Regression Diagnosis

In this section, the performance of the model was checked. Some improvements to be made in the model development section were decided by applying the following procedures:

  1. Outliers which are the observation that are far from the other observations in the dataset. They identified by examining scatterplot of the standardized residuals against the fitted values.

  2. Leverage which is a measure of how far an observation is from the mean of the independent variables. Since an observation with high leverage may have a large influence on the model, they identified by examining scatterplot of the standardized residuals against the fitted values.

  3. Cook's Distance which is a measure of the influence of each observation on the regression model. Since large values of Cook's distance indicate that the corresponding observation has a large influence on the model, it needs to be examined.

Model Development

In this section, efforts were made to ensure that the model meets the assumptions by applying the following steps:

  1. Data manipulation: not all levels of some categorical variables were significant. Therefore, changes were made to the data to exclude the insignificant variables from the model.

  2. Normalization: non-normal distribution of the dependent variable may cause errors to be non-normally distributed. For this reason, some transformations were applied to the dependent variable and normal distribution was attempted.

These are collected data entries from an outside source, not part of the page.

Issue #5269, opened 2020-11-22
invalid character in header


zhaoxuan:
🐞 **Describe the bug**
```
[2020-11-22 21:24:53 +0800] [55277] [ERROR] Error handling request
Traceback (most recent call last):
  File "/opt/rh/rh-python36/root/usr/lib64/python3.6/site-packages/aiohttp/web_protocol.py", line 314, in data_received
    messages, upgraded, tail = self._request_parser.feed_data(data)
  File "aiohttp/_http_parser.pyx", line 546, in aiohttp._http_parser.HttpParser.feed_data
aiohttp.http_exceptions.BadHttpMessage: 400, message='invalid character in header'
```

💡 **To Reproduce**

I do not have any idea about it, the CPU pressure was not hight.

```
aiohttp == 3.7.3
gunicorn == 20.0.4
uvloop == 0.14.0
```

📋 **Your version of the Python**

```console
Python == 3.6.9
```

📋 **Your version of the aiohttp/yarl/multidict distributions**

```console
$ python -m pip show aiohttp
Name: aiohttp
Version: 3.7.3
Summary: Async http client/server framework (asyncio)
Home-page: https://github.com/aio-libs/aiohttp
Author: Nikolay Kim
Author-email: fafhrd91@gmail.com
License: Apache 2
Location: /opt/rh/rh-python36/root/usr/lib64/python3.6/site-packages
Requires: multidict, typing-extensions, idna-ssl, chardet, attrs, yarl, async-timeout
Required-by: aiohttp-devtools
```
```console
$ python -m pip show multidict
Name: multidict
Version: 4.7.6
Summary: multidict implementation
Home-page: https://github.com/aio-libs/multidict
Author: Andrew Svetlov
Author-email: andrew.svetlov@gmail.com
License: Apache 2
Location: /opt/rh/rh-python36/root/usr/lib64/python3.6/site-packages
Requires:
Required-by: yarl, aiohttp
```
```console
$ python -m pip show yarl
Name: yarl
Version: 1.5.1
Summary: Yet another URL library
Home-page: https://github.com/aio-libs/yarl/
Author: Andrew Svetlov
Author-email: andrew.svetlov@gmail.com
License: Apache 2
Location: /opt/rh/rh-python36/root/usr/lib64/python3.6/site-packages
Requires: multidict, typing-extensions, idna
Required-by: aiohttp
```

webknjaz:
[...]

PR #7044, opened 2022-10-24
Fix unicode errors

ret2libc:
## What do these changes do?

Fix few errors related to Unicode decoding.
* multipart forms with invalid utf-8 characters as data can cause a UnicodeDecodeError to be raised. This should be raised as ValueError, like what is done in other parts of the code base.
* HTTP request parser (pure-python) tries to decode the header name with utf-8/xmlcharrefreplace, which cannot decode bytes such as `\xd9`. 

I don't think so.

## Checklist

- [ ] ~Documentation reflects the changes~
- [x] ~Add a new news fragment into the `CHANGES` folder~

### DIFF
--- a/aiohttp/http_parser.py
+++ b/aiohttp/http_parser.py
@@ -154,7 +154,7 @@ class HeadersParser:
             if len(bname) > self.max_field_size:
                 raise LineTooLong(
                     "request header name {}".format(
-                        bname.decode("utf8", "xmlcharrefreplace")
+                        bname.decode("utf8", "backslashreplace")
                     ),
                     str(self.max_field_size),
                     str(len(bname)),
@@ -176,7 +176,7 @@ class HeadersParser:
                     if header_length > self.max_field_size:
                         raise LineTooLong(
                             "request header field {}".format(
-                                bname.decode("utf8", "xmlcharrefreplace")
+                                bname.decode("utf8", "backslashreplace")
                             ),
                             str(self.max_field_size),
                             str(header_length),
@@ -197,7 +197,7 @@ class HeadersParser:
                 if header_length > self.max_field_size:
                     raise LineTooLong(
                         "request header field {}".format(
-                            bname.decode("utf8", "xmlcharrefreplace")
+                            bname.decode("utf8", "backslashreplace")
                         ),
                         str(self.max_field_size),
                         str(header_length),
--- a/tests/test_http_parser.py
+++ b/tests/test_http_parser.py
@@ -117,6 +117,14 @@ test2: data\r
     assert not msg.upgrade
 
 
+def test_parse_headers_longline(parser: Any) -> None:
+    invalid_unicode_byte = b"\xd9"
+    header_name = b"Test" + invalid_unicode_byte + b"Header" + b"A" * 8192
+    text = b"GET /test HTTP/1.1\r\n" + header_name + b": test\r\n" + b"\r\n" + b"\r\n"
+    with pytest.raises((http_exceptions.LineTooLong, http_exceptions.BadHttpMessage)):
+        parser.feed_data(text)
+
+
 def test_parse(parser: Any) -> None:
     text = b"GET /test HTTP/1.1\r\n\r\n"
     messages, upgrade, tail = parser.feed_data(text)
--- a/tests/test_multipart.py
+++ b/tests/test_multipart.py
@@ -599,6 +599,21 @@ class TestPartReader:
             result = await obj.form()
         assert [("foo", "bar"), ("foo", "baz"), ("boo", "")] == result
 
+    async def test_read_form_invalid_utf8(self, newline: Any) -> None:
+        invalid_unicode_byte = b"\xff"
+        data = invalid_unicode_byte + b"%s--:--" % newline
+        with Stream(data) as stream:
+            obj = aiohttp.BodyPartReader(
+                BOUNDARY,
+                {CONTENT_TYPE: "application/x-www-form-urlencoded"},
+                stream,
+                _newline=newline,
+            )
+            with pytest.raises(
+                ValueError, match="data cannot be decoded with utf-8 encoding"
+            ):
+                await obj.form()
+
     async def test_read_form_encoding(self, newline: Any) -> None:
         data = b"foo=bar&foo=baz&boo=%s--:--" % newline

  3. Outliers: Outliers were removed from the data set and the model was improved.

Assumpiton Check

In this section, it is checked whether the model reconstructed after the changes made in the data set meets the assumptions. Although normality and multicolinearity assumptions were met, homoscedasticity assumption was not met.

Conclusion

As a result of all these analyses:

  • The assurance of normality of the dependent variable in the model increased the values of Rsquare and Adj.Rsquare, but it was still not possible to ensure the assumptions.

  • To ensure these assumptions, the observations that were detected as outliers based on standardized errors were removed from the data set and a new model was established. When hypothesis tests were applied in this model, it was noticed that the assumptions were still not met despite the approximation.

  • It was also noticed in the descriptive statistics that there was no linear relationship between the variables. The only relationship we could say was linear was between the dependent variable and education. Therefore, it may be more logical to try this data set with non-linear regression models.

  • Adding new independent variables that could have a linear relationship with the wage variable might also be logical.